The appellant claims that the trial court erred in ruling that the Commonwealth’s claim is not barred by the doctrine of laches.2 We need not address the facts upon which the trial court relied in finding that laches did not bar the Commonwealth’s claim because “laches may not be set up as a defense against the Commonwealth acting in its governmental capacity.” In Re: Dep’t of Corrections, 222 Va. 454, 465, 281 S.E.2d 857, 863 (1981). Hence, we conclude that the doctrine of laches is unavailable to the appellant as a defense in this case.

Child Support Guidelines

The appellant contends that the trial court erred in affirming the amount of the debt because the hearing officer used the child support guidelines of Code § 20-108.2 to determine a debt which accrued prior to the adoption of these guidelines.

We agree. The appellant’s debt accrued from March, 1983 to June, 1988. The child support guidelines were first enacted in April, 1988. 1988 Va. Acts c. 907. For most of the time the appellant’s debt was accruing, the guidelines were not in effect. We conclude that the retroactive application of the guidelines to de*85termine the appellant’s debt was error. Instead, in determining the appellant’s debt, the trial court should have determined the amount the appellant was required to pay based on relevant factors found in Code § 20-108.2, the child support statute. This determination should be made based on factors existing at the time the assistance was being paid. Code § 63.1-251 required that the debt be “in an amount determined to be consistent with a responsible person’s ability to pay.” We hold that this statute refers to ability to pay at and during the time public assistance is being paid for the benefit of the child. In doing so, the agency may consider as a guide any administrative child support guidelines used by the Department which were in effect at the time the debt was accruing.

In sum, we affirm the trial court’s finding that notice of the appellant’s debt was constitutionally sufficient and did not violate the appellant’s due process rights. We further conclude that the doctrine of laches is not available to the appellant as a defense in this case. However, we find that the trial court erred in applying retroactively the child support guidelines of Code § 20-108.2 in determining the appellant’s debt.

Accordingly, we reverse the decision of the trial court as to the amount of the appellant’s debt and remand this cause for a redetermination of that amount in a manner consistent with this opinion.

Affirmed in part, reversed in part, and remanded.

Elder, J., concurred.

Proceedings in Juvenile and Domestic Relations Court and Circuit Court in this type of case are de novo.

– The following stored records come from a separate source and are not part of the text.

PR #6368, opened 2026-06-25
tp: Fix crash when JIT range is subset of mapping

betasheet:
MappingTracker had a CHECK that JIT range must contain the memory mapping range. This is incorrect as JIT ranges (e.g. V8 JIT code space) are typically subsets of larger OS memory mappings (e.g. V8 heap cage). This caused crashes when loading merged traces with V8 JIT and perf data.

This CL refactors JIT mapping to do on-demand lookup of the JIT cache for a specific PC, instead of associating the JIT cache with the whole mapping. This allows supporting multiple JIT caches inside a single large mapping, and avoids treating non-JIT frames in the large mapping as failed JIT frames (significantly reducing jit_unknown_frame stats).

Also added a unit test to cover this scenario.

[Agent-created patch]

Bug: b/526490256


LalitMaganti:
This appears to be doing the same as https://github.com/google/perfetto/pull/6349. Can you please confirm which change we want to land?

betasheet:
Ah, cool -- hadn't realized that Mika was looking at this already. Comparing the two changes, I have a slight preference for this one (incl. the tests); but probably @khokhlov962 should have a look, too.

carlscabgro:
@betasheet IIRC the reason we had JitCache to contain the full mapping was because frames (STACK_PROFILE_FRAME) are associated to one mapping (STACK_PROFILE_MAPPING). This mapping table is not so much about the actual mappings but more about where to get the debug info for a bunch of frames. Which is important for all the symbolization, and flamegraphs to work correctly. Don't recall all the details but having "different things" in the same mapping might get you in trouble when symbolizing. Although not sure you would ever have regular executable code in those mappings. Anyway just FYI.

betasheet:
> @betasheet Don't recall all the details but having "different things" in the same mapping might get you in trouble when symbolizing

@carlscabgro Thanks for the context -- I did check how the lookups seem to happen here, but AFAICT it shouldn't break any assumptions if we look up by address; i.e. AFAIU the logic here now tries to identify "which" JitCache is the right one for the address that needs to be symbolized (by looking at the address range within the mapping). Do you think this could still be a problem?

khokhlov962:
> Ah, cool -- hadn't realized that Mika was looking at this already. Comparing the two changes, I have a slight preference for this one (incl. the tests); but probably @khokhlov962 should have a look, too.

I also like this one more. Let's land this one, and I'll repurpose my PR to just handling wrong addresses in JitCache::MoveCode().

LalitMaganti (approved):

betasheet:
Rereading @carlscabgro 's comment, I think the concern was around mixing native code / symbols and jit ranges inside the same mapping. I agree, that may need to be looked at further (e.g. checking other accesses of mapping->is_jitted()).

For now, however, this change should address the crashes we observe when loading Chrome profiles (which are likely just because we have smaller or multiple JitCaches in the same mapping, not necessarily mixed native/jitted code). I'll go ahead and land. Thanks all!

carlscabgro:
> Rereading @carlscabgro 's comment, I think the concern was around mixing native code / symbols and jit ranges inside the same mapping. I agree, that may need to be looked at further (e.g. checking other accesses of mapping->is_jitted()).
> 
Yes exactly. As I said I don't remember all details but might be worth thinking about this at some point. But I agree for now this should be good enough

PR #6374, opened 2026-06-25
ui: add support for bundling even with dev server

LalitMaganti:


ui/build.mjs
```diff
@@ -89,6 +89,8 @@ const cfg = {
   bigtrace: false,
   engineBench: false,
   startHttpServer: false,
+  bundle: false,
```
stevegolton: Is there any point in putting this bundle field in the config object? looks like it's only used to work out the useHmr field, which can be done from args.bundle instead.

stevegolton (approved):

ui/build.mjs
LalitMaganti: Good point. Done.

PR #6376, opened 2026-06-25
tp: store android_framework_track_event enum columns as names

zezeozue:
trigger_type and hosting_type are enums; store the resolved value name instead of the raw int. Resolution goes through the trace-loaded descriptor pool the same way proto_to_args_parser::AddEnum does for args (FindEnumString), falling back to the integer as a string when the descriptor isn't loaded or the value is unknown.


src/trace_processor/plugins/android_framework_track_event/android_framework_track_event.cc
```diff
@@ -152,7 +159,24 @@ class Parser : public TrackEventExtensionParser {
         ts, static_cast<uint32_t>(evt.pid()));
   }
 
+  StringId InternEnum(std::optional<uint32_t>& cached_idx,
```
LalitMaganti: I feel like this is a common enough problem to make this a function directly on the pool.

src/trace_processor/plugins/android_framework_track_event/android_framework_track_event.cc
```diff
@@ -152,7 +159,24 @@ class Parser : public TrackEventExtensionParser {
...
+    std::optional<std::string> name;
+    if (cached_idx) {
+      name = pool.descriptors()[*cached_idx].FindEnumString(value);
+    }
+    return trace_context_->storage->InternString(
+        base::StringView(name ? *name : std::to_string(value)));
+  }
+
   TraceProcessorContext* trace_context_;
+  std::optional<uint32_t> trigger_type_idx_;
```
LalitMaganti: It would be nice if this uint32 was abstracted a bit with an opaque id struct so we didn't expose that it was an index directly.

src/trace_processor/util/descriptors.h
```diff
@@ -238,6 +238,23 @@ class DescriptorPool {
...
+   private:
+    friend class DescriptorPool;
+    std::optional<uint32_t> descriptor_idx_;
+  };
+
+  // Returns the name of enum value |value| within enum |enum_name|, or nullopt
+  // if the enum or the value is unknown. |cache| stores the resolved descriptor
+  // so later calls skip the by-name lookup.
+  std::optional<std::string> FindEnumString(CachedDescriptor& cache,
+                                            const std::string& enum_name,
```
LalitMaganti: nit: std::string_view.

LalitMaganti (approved):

See Code §§ 63.1-268.1 and 16.1-296.

The Commonwealth argues that the appellant failed to properly preserve this issue and the issue concerning the child support guidelines for appellate review because his objections lack the specificity required by Rule 5A:18. However, since the trial court specifically addressed and ruled on these issues in its letter opinion, we conclude that the purpose of the contemporaneous objection rule — to give the trial judge the opportunity to understand the precise question he or she is called on to decide — is satisfied. See Simmons v. Commonwealth, 6 Va. App. 445, 450, 371 S.E.2d 7, 10 (1988), rev'd on other grounds, 238 Va. 200, 380 S.E.2d 656 (1989).